What are haskap berries?
As a farm growing this specialty crop, we get the question, “what are haskap berries?” a lot, so we thought we’d do a quick post! A haskap is a berry that is dark blue in color and resembles an elongated blueberry. When ripe, the inside of the berry is a deep purplish red color.
The skin is much like a blueberry and the inside has a texture similar to a kiwi. They are also called Honeyberries, Blue Honeysuckles, Edible Honeysuckles, Canadian Honey Berry, Haskap and Sweet Berry in certain regions and areas. The haskap is a circumpolar species native to northern boreal forests in Asia, Europe, and North America. The plants themselves look much like a blueberry plant and some varieties grow up to 6 feet tall, though most are between 4 and 5 feet and are quite hardy when planted in the right environment.
What do the berries taste like?
To us, the haskap berry tastes like a cross between raspberries, blueberry and rhubarb. It’s a really tart berry when eaten freshly picked.
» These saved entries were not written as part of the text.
PR #846, opened 2026-08-25
fix(desktop): reject apply-dashboard zones naming unwindowed worksheets

lauren-jacksonSFDC:
## What this changes

`apply-dashboard` now refuses an in-place dashboard apply when one of the dashboard's sheet zones names a worksheet that has no live worksheet-class `<window>` in the open workbook. This is a rule the codebase now keeps for the per-dashboard (`requireExistingSheet`) route, not a one-off.

## Why

A dashboard sheet zone references its worksheet by `name=`. Tableau Desktop resolves that name to a registered worksheet-class window the instant it renders the zone, and asserts (`oWindowID` in `WindowCollection::GetWorksheetPointer`) when none exists. Once that happens the dashboard is wedged: `delete-sheet` and `undo-workbook` on it both hard-fail with an internal error, leaving no recovery path short of discarding the session.

A per-dashboard apply posts only the `<dashboard>` fragment, so the existing whole-workbook consistency rules — `dashboard-zones-reference-included-worksheets` and `worksheet-missing-window` — never run (they are workbook-context only, by design). That left a gap: a hand-edited cached dashboard XML that adds a zone for a not-yet-windowed worksheet applied "successfully" and corrupted live window state. The whole-workbook create paths (`build-and-apply-dashboard`, `compose-dashboard`, `run-dashboard-batch`) are unaffected — they register the window alongside the zone.

## How

- New `zoneWorksheetWindowIssues` preflight in `loadDashboardXml`, gated to the `requireExistingSheet` + `kind === 'dashboard'` path so batch/compose and storyboard routes are untouched.
- It only reads live state when the fragment actually contains worksheet zones (`//zone[@name and not(@type-v2)]`); otherwise it skips the read entirely.
- Reuses the windowed-worksheet check by extracting `listWindowedWorksheetNames` into `metadata/parser.ts` and having `composeDashboardCore`'s `resolveRenderedWorksheetNames` delegate to it (behavior-preserving).
- On violation, returns a `validation-failed` error whose message steers the agent to create the worksheet first, then rebuild the dashboard with `compose-dashboard` / `run-dashboard-batch`.

## Tests

Added five cases to `loadDashboardXml.test.ts`: blocks a zone naming an absent/unwindowed worksheet; blocks a worksheet present in the document but with no worksheet-class window; applies when the zone worksheet is live and windowed; skips the workbook read when the fragment has no worksheet zones; surfaces a workbook read failure as `execute-command-error`. Full desktop unit suite green; `npm run build:desktop` clean. (One pre-existing, unrelated HTTP-timeout test flake — fails identically on the clean tree.)

### DIFF
--- a/src/desktop/wrappers/loadDashboardXml.ts
+++ b/src/desktop/wrappers/loadDashboardXml.ts
@@ -1,10 +1,12 @@
+import { DOMParser } from '@xmldom/xmldom';
 import { Err, Ok, Result } from 'ts-results-es';
+import * as xpath from 'xpath';
 
 import { log } from '../../logging/logger.js';
 import { sanitizeValue } from '../../logging/sanitize.js';
 import { ExecuteCommandError, WithExecutorAndAbortSignal } from '../externalApi/executorTypes.js';
 import { dashboardFragmentSimpleId, upsertDashboardIntoWorkbook } from '../metadata/dashboards.js';
-import { normalizeArray, parseXML } from '../metadata/parser.js';
+import { listWindowedWorksheetNames, normalizeArray, parseXML } from '../metadata/parser.js';
 import type { ParsedDashboard } from '../metadata/types.js';
 import { blockingValidationIssues, runValidation } from '../validation/registry.js';
 import { ValidationIssue } from '../validation/types.js';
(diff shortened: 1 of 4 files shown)


src/desktop/wrappers/loadDashboardXml.ts
```diff
@@ -325,6 +347,69 @@ async function loadDashboardXmlViaExternalApi({
...
+      fragmentXml.trim() || '<empty/>',
+      'text/xml',
+    ) as unknown as Document;
+  } catch {
+    return [];
+  }
+  // Worksheet zones are <zone name="Worksheet Name" .../>; layout, text, and blank zones carry
+  // type-v2 and do not name a worksheet.
+  const zones = xpath.select(
+    '//zone[@name and not(@type-v2)]',
```
mattcfilbert, line 389: MattGPT: Please include named zones whose type-v2 is visual. The current dashboard contract in targetDashboardInvariant.ts treats a zone as a worksheet when type-v2 is absent or visual, and our shipped examples use type-v2="visual". This XPath returns no match for that supported form, so an unwindowed visual zone bypasses the new guard and can still reach Desktop. Reuse the existing classifier or match both forms, and add a visual-zone regression that proves no POST occurs.

src/desktop/wrappers/loadDashboardXml.ts
```diff
@@ -191,6 +193,26 @@ export async function loadDashboardXml({
     focus.navigate === 'artifact' ? { ...focus, sheetName: canonicalName } : focus;
 
   if (requireExistingSheet) {
+    if (kind === 'dashboard') {
+      const zoneGuard = await zoneWorksheetWindowIssues({ fragmentXml: xml, executor, signal });
```
mattcfilbert, line 197: MattGPT: Please put this live-window read inside the same withApplyLock section as the per-dashboard POST. Today the call can validate Sheet 1, wait while delete-sheet acquires the lock and removes that unreferenced worksheet, then acquire the lock and post a zone that now has no window. The dashboard source hash does not cover workbook window state. A barrier-based concurrency test would keep this check fail-closed.

mattcfilbert (commented):
MattGPT review: The guard is the right seam, but two gaps still let invalid zones reach Desktop. CI is green. Before this leaves draft, please also run npm run version:patch; package.json still matches the 2.67.1 base.

PR #849, opened 2026-08-26
Refactor(evals): clean up eval harness duplication ahead of merge

jarhun88:
## Summary

Pure refactor of the eval harness (`evals/`) added in this branch — responding to code-quality feedback on the harness's readability/duplication, no intended behavior change. Opened against this branch (not `main`) so it can be reviewed/merged here before the branch itself lands.

- Extract `BirdGradeResult` into `evals/lib/birdResult.ts` (was hand-declared 3x)
- Extract `captureExecError` into `evals/lib/execError.ts` (was hand-copied 4x with inconsistent fields)
- Extract `mean`/`sum`/`round`/`rate` into `evals/lib/stats.ts`
- Extract shared JSONL final-text scan into `evals/adapters/streamJson.ts` (claude-code.ts/cursor.ts duplicate)
- Add `buildStandardMcpConfig` to `evals/adapters/types.ts`, replacing a duplicated MCP config literal
- Decompose `grade-bird.ts`'s 227-line `main()` into named functions (`loadGradingContext`, `computeSignals`, `deriveVerdict`, `printSummary`) and export `gradeBirdCase()` for direct in-process use
- `grade-suite.ts` now calls `gradeBirdCase()` directly instead of spawning `grade-bird.ts` as a subprocess per case
- Doc clarification: `grade-suite.ts`/`ADMIN_EVALS.md` note it's BIRD-specific, not a generic suite grader

## Two bugs found and fixed during review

Our family eats them straight out of the field, but we use the majority of them for our fruit spreads, which sweetens them up a bit.
What are the health benefits?
In Japan, haskap is called ‘the fruit of longevity.’ Haskaps are considered a superberry because they are extremely rich in nutrients and antioxidants that help prevent multiple diseases and cancers. When added to a healthy diet and lifestyle, haskap is believed to help prevent heart disease, cancers, cardiovascular diseases,diabetes, osteoporosis and neurodegenerative diseases (according to leading alternative health expert, Bryce Wylde).
What are haskap used for?
We use our berries in our fruit spreads (low sugar jam), smoothies, mixed in yogurt, ice cream or fresh. In Canada, where haskap is more widely grown, the berry is also used in wines, syrups, salad dressings, for dried smoothie powders and even beauty products. They are amazingly versatile and we can’t wait to have a larger crop to start experimenting with! In 2018, we were honored to win a Good Food Award for our Aronia-Haskap Fruit Spread and we often sell out of it within a day of listing on our online shop!
About the haskap on our farm
We are one of the first growers of haskap berries in the Pacific Northwest. Our plants are from both a specialty breeder in Oregon and from Saskatchewan, Canada. We have a several varieties because the flowers cannot pollinate otherwise. At least two varieties of haskap, planted in close range, are necessary to get adequate pollination. Our
varieties have been selected as best fits for our soil type, climate and yield potential. We are picky in choosing which types to plant on our farm because we want to make sure we get the most berries possible…and that has taken a lot of trial and error over the last few years. As farmers, we choose crops which can help improve our land and that will respond well to our biological farming methods (we’ll have to explain more about these methods in another blog down the road..)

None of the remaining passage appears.